Łutsël K'é elder worried following community's 1st COVID-19 case

·2 min read
Yukon officials are reporting four new cases of COVID-19.  (NIAID Integrated Research Facility/Reuters - image credit)
Yukon officials are reporting four new cases of COVID-19. (NIAID Integrated Research Facility/Reuters - image credit)

An elder in an N.W.T. community with its first case of COVID-19 says she's locked her door and hasn't seen anyone since the news was announced Thursday.

"Nobody really knows what's going on right now until leadership has a meeting as to what we are going to do to contain this virus," Cathy Marlowe, who lives in Łutsël K'é, told CBC News.

Health Minister Julie Green says the case stems from someone who travelled into the community.

"There is an investigation underway to establish who the positive case has been in contact with and provide advice for people to get tested," said Green. "All the usual things that happen in an outbreak are going on in Łutsël K'é at this time to respond to this positive case."

Marlowe has had stage four lung cancer for the past seven years.

It's in remission now, but she said her lungs are weak and she needs to be extra cautious about airborne respiratory viruses, like COVID-19.

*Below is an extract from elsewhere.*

PR #8046, opened 2026-06-16
Add selectable sub-menu to special features

wilburCforce:
### Changes
When browsing content with lots of extra features it is really difficult to find what you are looking for.  This change implements a menu button that presents a list of choices to filter the content on based on what that particular title has. It utilizes the existing elements in the API call so the content should be localized as a result. It also keeps the design consistent with other menu elements on the page. When you have 30 pieces of extra content this makes the scrolling functional.  This implements this feature request: https://features.jellyfin.org/posts/1940/selectable-sub-menu-for-special-features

Marlowe said she's worried the individual who tested positive may have spread it to others.

"They had to have contact with people because there's no taxi. You have to get rides from the airport to the community. And it's only a fly-in community so there are people on the flight that individual came in on to Łutsël K'é."

Submitted by Cathy Marlowe
Submitted by Cathy Marlowe

Marlowe said she's not aware of any new government supports that have arrived in the community, but hopes they'll be arriving soon.

"Elders are having problems with their own medical conditions. And they need home support. So it's hard."

"We have been so cautious since this pandemic started, trying to protect this community," said Marlowe. "I have had friends and family wanting to come back, but they can't come back. They are from this community also. So we have been really cautious."

August Enzo is another elder in Łutsël K'é. He said he had seen very few people on the streets while looking out from the window of his home on Friday, and that the community seems to be respecting the lockdown.

The band office and school are closed, he noted, and only five people are allowed in the grocery store at once.

The case was included in the latest update from public health officials Friday, which put the total number of active COVID-19 cases in the territory at 137.